This time we attempt to predict if poll responders said they’re happy or not. We also take a look at what features are the most important for that prediction.
There is a private competition at Kaggle for students of The Analytics Edge MOOC. You can get the invitation link by signing up for the course and going to the week seven front page. It’s an entry-level, educational contest - there’s no prizes and the data is small.
The competition is based on data from the Show of Hands, a mobile polling application for US residents. The link between the app and the MOOC is MIT: it’s an MIT’s class and MIT’s alumnus’ app. You get a few thousand examples. Each consists of some demographics:
- year of birth
- household status
- education level
- party preference
Plus a number of answers to yes/no poll questions from the Show of Hands. Here’s a sample:
- Are you good at math?
- Have you cried in the past 60 days?
- Do you brush your teeth two or more times every day?
- Mac or PC?
- Do you drink the unfiltered tap water in your home?
- Were you an obedient child?
- Do you personally own a gun?
The goal is to predict how a person responded to “are you happy?”. While not a scientific study, this thing could produce some insights about happiness. It should be interesting to see what factors have the most impact on the target variable.
The contest is evaluated using AUC and the top of the leaderboard scores about 0.75, halfway between random and perfect.
The data has a lot of missing values, because few responders answered all 101 questions. There’s a variable with vote count for each person:
Among demographics only YOB has missing values. We set them to zero - trees, specifically random forest, will understand it just right.
data$YOB[data$YOB < 1930] = 0 data$YOB[data$YOB > 2004] = 0 data$YOB[is.na(data$YOB)] = 0
It is convenient to use R, because R can handle categorical values natively, without vectorizing to one-hot encoding. Here’s how to split the training set for validation:
p_train = 0.8 # proportion of training examples n = nrow( data ) train_len = round( n * p_train ) test_start = train_len + 1 i = sample.int( n ) # 800 1945 349 1674 735 3485... train_i = i[1:train_len] test_i = i[test_start:n] train = data[train_i,] test = data[test_i,]
We get AUC of roughly 0.7 in validation. Naive Bayes produces a similiar result. The code is available at GitHub.
Now to see which factors are important for predicting happiness. Random Forest inherently assigns importance to variables. In R, you can plot it:
varImpPlot( rf, n.var = 18, main = "Importance of variables" )

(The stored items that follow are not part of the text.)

PR #228, opened 2017-11-02
Changes the root pom's parent version to non-SNAPSHOT

joaoandremartins:
Tested change and saw no issues.


joaoandremartins:
Thanks for the quick approval.
No other situations that I could find!

PR #229, opened 2017-11-02
Update to release version: 1.0.0.M1

sobychacko:


spring-cloud-gcp-examples/pom.xml
```diff
@@ -5,7 +5,7 @@
 	<parent>
 		<artifactId>spring-cloud-gcp</artifactId>
 		<groupId>org.springframework.cloud</groupId>
-		<version>1.0.0.BUILD-SNAPSHOT</version>
+		<version>1.0.0.M1</version>
```
artembilan: I think we are not going to release `examples`. They must be excluded from the release artifacts at all.

sobychacko: It might be better to pull the module completely from this repo and may be put under a new samples repo or something. It will be inconvenient from a maven angle to exclude just this module for releasing purposes.

artembilan: Well, we have to figure out the way. It is really *convenient* just to exclude this module.
I think we even can build all the jars, but don't deploy them into `/milestone` repo. 
Modify the release script somehow to exclude.

How about this
http://prystash.blogspot.com/2009/06/maven-excluding-module-from-deploy.html 
?

joaoandremartins: Is it that inconvenient to release the examples as well?

If it is, how about just removing the `spring-cloud-gcp-examples` module from the parent pom?

artembilan: > Is it that inconvenient to release the examples as well?

What is the point of those compiled artifacts?
How should end-users get again of the dependency from them?
:shrug:
Let's don't confuse community!

joaoandremartins: Makes sense.
In that case, we could just remove `<module>spring-cloud-gcp-examples</modules>` from the top pom.xml in this PR?

artembilan: Let's give it a try!

@sobychacko , would you mind fixing accordingly and run some `dryRun`  release to be sure that we don't deploy `samples` artifacts?

Thanks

It seems that what matters is mostly demographics, with an exception of gender. Income and education level are the most important. Let’s look at the questions. Apparently there’s a gap: the three questions matter much more than the others. They are:
- 118237: Do you feel like you are “in over-your-head” in any aspect of your life right now?
- 101162: Are you generally more of an optimist or a pessimist?
- 107869: Do you feel like you’re “normal”?
Makes sense, although we probably wouldn’t pick those by hand.